The Lion of Saint Mark eBook

This eBook from the Gutenberg Project consists of approximately 443 pages of information about The Lion of Saint Mark.

The Lion of Saint Mark eBook

This eBook from the Gutenberg Project consists of approximately 443 pages of information about The Lion of Saint Mark.

The fortification of the city, with earthworks, was commenced.  Lines of defence were drawn from Lido to San Spirito, and two wooden towers constructed at the former point, to guard the pass of San Nicolo.  Events succeeded each other with the greatest rapidity, and all these matters were settled within thirty-six hours of the fall of Chioggia.  In all respects the people, at first, yielded implicit obedience to the order of the council.  They enrolled themselves for service.  They subscribed to the loan.  They laboured at the outworks.  But from the moment the appointment of Taddeo Giustiniani was announced, they grew sullen.  It was not that they objected to the new captain general, who was a popular nobleman, but every man felt that something more than this was required, in such an emergency, and that the best man that Venice could produce should be at the helm.

The sailors of the port were the first to move in the matter, and shouts for Vettore Pisani were heard in the streets.  Others took up the cry, and soon a large multitude assembled in the Piazza, and with menacing shouts, demanded that Pisani should be freed and appointed.  So serious did the tumult become, that the council were summoned in haste.  Pisani—­so popular with the lower class that they called him their father—­was viewed with corresponding dislike and distrust by the nobles, who were at once jealous of his fame and superiority, and were alarmed at a popularity which could have made him, had he chosen it, the master of the state.

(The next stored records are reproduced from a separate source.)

PR #454, opened 2021-05-05
Mention the order of Appsignal.Phoenix and Plug.Builder

shairyar:
`Plug.Builder` redefines the call/2 function we’ve overwritten with the use `Appsignal.Phoenix` call so we need to call`Plug.Builder` before `Appsignal.Phoenix` call.

### DIFF
--- a/source/elixir/installation/umbrella.html.md
+++ b/source/elixir/installation/umbrella.html.md
@@ -30,7 +30,7 @@ application](/elixir/integrations/phoenix.html). One thing to keep in mind is
 to `use Appsignal.Phoenix` in your application’s endpoint file. If you have
 multiple nested Phoenix applications, use the module in each.
 
--> If you include use `Plug.Builder` or any other module that redefines the `call/2` function, make sure to place the `use Appsignal.Phoenix` line after that.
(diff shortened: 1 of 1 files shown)


source/elixir/installation/umbrella.html.md
```diff
@@ -27,7 +27,7 @@ By default, each nested application in an umbrella uses the main umbrella config
 The installation for Phoenix in an umbrella application are mostly the same as
 [setting up AppSignal “regular” Phoenix
 application](/elixir/integrations/phoenix.html). One thing to keep in mind is
-to `use Appsignal.Phoenix` in your application’s endpoint file. If you have
+to `use Appsignal.Phoenix` in your application’s endpoint file and add this after `Plug.Builder`. If you have
```
jeffkreeftmeijer, line 30: Most apps don’t include Plug.Builder here, so we might want to move this to a note after this paragraph:

> If you include `use Plug.Builder` or any other module that redefines the `call/2` function, make sure to place the `use Appsignal.Phoenix` line after that.

jeffkreeftmeijer (changes requested):

source/elixir/installation/umbrella.html.md
shairyar: Thanks for the tip, i will make the change.

jeffkreeftmeijer (approved):

PR #455, opened 2021-05-06
Make sleep requirement clearer for rake tasks in one-off containers

johannesluedke:
Make the sleep requirement more clear/better visible for rake tasks in one-off containers


shairyar:
Thank you @johannesluedke

shairyar (approved):

PR #475, opened 2021-08-05
Update express.html.md

arjunkomath:
Add missing dependancy in the example


tombruijn:
Hi @arjunkomath, thanks for the fix!

PR #485, opened 2021-10-05
Add plausible for analytics events

nchartiot:


source/assets/javascripts/metrics.js
```diff
@@ -0,0 +1,67 @@
+// Script for plausible.io
```
tombruijn, line 1: Would the locally sourced script be an issue if they ever update the script? Or is this a supported implementation method?

nchartiot: We would need to update the script manually. It is supported, but with this tradeoff.

Another way we can do it is to have a proxy that sources the newest script from plausible and serves it with our domain (https://plausible.io/docs/proxy/introduction), but then we need to evaluate the effort, what do you think?

tombruijn: I can tell you know that the proxy won't be missed by adblockers. I use it myself and ublock origin blocks the proxy too.

As long as they support the script being included directly it's 👍

tombruijn (approved):

source/assets/javascripts/metrics.js
nchartiot: I'm not sure how this will behave if the script is updated, but I'll keep an eye for future changes

Issue #491, opened 2021-11-02
Document configuration options for the standalone agent


unflxw:
The configuration options for the standalone agent should be documented. [The existing "Configuration" section of the docs](https://docs.appsignal.com/standalone-agent/installation.html#configuration) only describes what the configuration file should look like, but does not go into each of the available configuration options in detail. See [the configuration options list for the Ruby gem](https://docs.appsignal.com/ruby/configuration/options.html) for reference.

PR #493, opened 2021-11-04
Hostname config is now available for standalone agent

shairyar:
Customers can now use the config `hostname` when using the standalone agent.


tombruijn (approved):
Good for now. We should document this better, issue here: https://github.com/appsignal/appsignal-docs/issues/491
because now it doesn't say since which version which option is available.

luismiramirez (approved):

It was not, therefore, until after some hours of stormy debate, that they decided to give in to the wishes of the crowd, which was continually growing larger and more threatening; and it was late in the evening before the senators deputed by the council, followed by the exulting populace, hurried to the prison to apprise Pisani that he was free, and that the doge and senate were expecting him.  Pisani heard the message without emotion, and placidly replied that he should prefer to pass the night where he was in reflection, and would wait on the seignory in the morning.

At daybreak on Friday, the 19th of August, the senatorial delegates and the people, accompanied by the other officers who had been involved in the disgrace of Pisani, and who had now been freed, reappeared at the gates of the prison.  These were immediately opened, and Pisani appeared, with his usual expression of cheerfulness and good humour on his face.  He was at once lifted on to the shoulders of some sailors, and borne in triumph to the palace, amid the deafening cheers of the populace.  On the staircase he was met by the doge and senators, who saluted him cordially.  Mass was heard in the chapel, and Pisani and the council then set to business, and were for some time closeted together.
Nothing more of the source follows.